Google Analytics Changes: Visits and Unique Visitors now Sessions and Users

Google Analytics rolled out some changes in April 2014 rather quietly, changing the naming of some of their most important metrics. The terminology changes were made to better support Google’s new Universal Analytics, which can measure traffic across both web and apps.

Visits is now Sessions

The first major change is that Google Analytics has changed Visits to be called Sessions. The concept of sessions has always existed in Google Analytics, as a way of measuring actions a visitor takes on your web site within a given timeframe. Google Analytics defaults the session length to 30 minutes, though it can be customized to between 1 minute and 4 hours.

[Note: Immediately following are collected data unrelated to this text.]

PR #685, opened 2022-07-11
Fix deserialize of lycheecache status codes

### LINKED ISSUE #647: Cache expecting strings, not status codes
When using lychee with `--cache`, the second run (after the cache is instantiated) results in:

> Error while loading cache: CSV deserialize error: record 1 (line: 2, byte: 54): unknown variant `404`, expected one of `Ok`, `Error`, `Excluded`, `Unsupported`. Continuing without.

This is lychee 0.10.0 (packaged in homebrew).

walterbm:
# Fix #647

Add a custom serde deserializer for `CacheStatus` to properly classify status codes in a `.lycheecache` file. 

The linked issue showed that currently when using the `--cache` flag the cli can show some confusing console errors:
> Error while loading cache: CSV deserialize error: record 1 (line: 2, byte: 54): unknown variant 404, expected one of Ok, Error, Excluded, Unsupported. Continuing without.

These errors are thrown by serde because it cannot properly deserialize a `CacheStatus` from the `.lycheecache` file using the default `Deserialize` behavior. 

In the linked issue there was a [very helpful discussion](https://github.com/lycheeverse/lychee/issues/647#issuecomment-1170711699) that walked through how this deserialization error could potentially be resolved through clever use of serde's various macro flags.

Unfortunately, I could not get it to work as expected using only serde flags. 

Instead I decided to remove the autogenerated serde deserializer and manually implement `Deserialize` for `CacheStatus`. This approach is a bit more complicated but helped guarantee that the new logic does not introduce any breaking changes with existing `.lycheecache` files and also ensures that status codes are properly categorized into the correct `CacheStatus` variant (e.g. `200` becomes a  `CacheStatus::Ok(200)` and `404` becomes `CacheStatus::Error(Some(404))`)

To help verify this functionality I also added some unit & integration tests to ensure the cache deserialization is working as expected.

Let me know what you think! This is a bit more involved than my last PR so I'm happy to make any changes and updates!

### DIFF
--- a/lychee-bin/tests/cli.rs
+++ b/lychee-bin/tests/cli.rs
@@ -5,6 +5,7 @@ mod cli {
         fs::{self, File},
         io::Write,
         path::{Path, PathBuf},
+        time::SystemTime,
     };
 
     use assert_cmd::Command;
@@ -34,6 +35,18 @@ mod cli {
             .parent()
             .unwrap()
             .join("fixtures")
+    }
+
+    fn generate_lycheecache_file(data: &str) {
+        fs::write(fixtures_path().join("cache").join(".lycheecache"), data)
+            .expect("Unable to write to .lycheecache file");
+    }
+
+    fn timestamp() -> u64 {
+        SystemTime::now()
+            .duration_since(SystemTime::UNIX_EPOCH)
+            .expect("SystemTime before UNIX EPOCH!")
+            .as_secs()
     }
 
     #[derive(Default)]
@@ -602,6 +615,49 @@ mod cli {
             .success()
             .stdout(contains("8 Total"))
             .stdout(contains("6 Excluded"));
+
+        Ok(())
+    }
+
+    #[test]
+    fn test_lycheecache_file() -> Result<()> {
+        // populate the .lycheecache file
+        generate_lycheecache_file(&format!(
+            r#"
+http://example.org/,200,{0}
+http://foo.example.org/,,{0}
+http://example.com/,Excluded,{0}
+https://www.rust-lang.org/,200,{0}
+https://github.com/rust-lang/rust,200,{0}
+http://example.net/foo/bar,404,{0}"#,
+            timestamp()
+        ));
+
+        let mut cmd = main_command();
+        let test_base_path = fixtures_path().join("cache");
+        let test_file_path = fixtures_path().join("TEST_EXAMPLE_DOMAINS.md");
+
+        cmd.current_dir(test_base_path)
+            .arg("--verbose")
+            .arg("--cache")
+            .arg("--exclude")
+            .arg("example.com")
+            .arg("--")
+            .arg(test_file_path)
+            .assert()
+            .stderr(contains("[200] http://example.org/ | OK (cached)"))
+            .stderr(contains("[ERR] http://foo.example.org/ | Error (cached)"))
+            .stderr(contains("[EXCLUDED] http://example.com/ | Excluded"))
+            .stderr(contains("[200] https://www.rust-lang.org/ | OK (cached)"))
+            .stderr(contains(
+                "[200] https://github.com/rust-lang/rust | OK (cached)",
+            ))
+            .stderr(contains(
+                "[404] http://example.net/foo/bar | Error (cached)",
+            ));
+
+        // reset the .lycheecache file
+        generate_lycheecache_file("");
 
         Ok(())
     }
--- a/lychee-lib/src/types/cache.rs
+++ b/lychee-lib/src/types/cache.rs
@@ -1,13 +1,13 @@
 use std::fmt::Display;
 
-use serde::{Deserialize, Serialize};
+use serde::{Deserialize, Deserializer, Serialize};
 
 use crate::{ErrorKind, Status};
 
 /// Representation of the status of a cached request. This is kept simple on
 /// purpose because the type gets serialized to a cache file and might need to
 /// be parsed by other tools or edited by humans.
-#[derive(Debug, Serialize, Deserialize, Hash, PartialEq, Eq, PartialOrd, Ord, Clone, Copy)]
+#[derive(Debug, Serialize, Hash, PartialEq, Eq, PartialOrd, Ord, Clone, Copy)]
 pub enum CacheStatus {
     /// The cached request delivered a valid response
     Ok(u16),
@@ -17,6 +17,28 @@ pub enum CacheStatus {
     Excluded,
     /// The protocol is not yet supported
     Unsupported,
+}
+
+impl<'de> Deserialize<'de> for CacheStatus {
+    fn deserialize<D>(deserializer: D) -> Result<Self, D::Error>
+    where
+        D: Deserializer<'de>,
+    {
+        let status = <&str as Deserialize<'de>>::deserialize(deserializer)?;
+        match status {
+            "Excluded" => Ok(CacheStatus::Excluded),
+            "Unsupported" => Ok(CacheStatus::Unsupported),
+            other => match other.parse::<u16>() {
+                Ok(code) => match code {
+                    // classify successful status codes as cache status success
+                    200..=299 => Ok(CacheStatus::Ok(code)),
+                    // classify redirects, client errors, & server errors as cache status errors
+                    _ => Ok(CacheStatus::Error(Some(code))),
+                },
+                Err(_) => Ok(CacheStatus::Error(None)),
+            },
+        }
+    }
 }
 
 impl Display for CacheStatus {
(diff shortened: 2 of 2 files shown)


lychee-lib/src/types/cache.rs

This means that if a user visits different pages on your web site, downloads files etc., and then views more pages several hours later, these are considered separate sessions (and previously would have been labeled as separate visits).

 

Unique Visitors is now Users

Secondly, the previous app metric Active Users has been combined with the web metric Visitors, and both are now just combined under the same name, Users.

In addition to unifying the reporting across web and app reporting for the new Google Analytics Universal Analytics, it also makes things a bit less confusing as Visits and Visitors often caused confusion since the terms are quite similar. This is why Visitors were generally referred to as Unique Visitors — and now they are Users, which makes more sense still.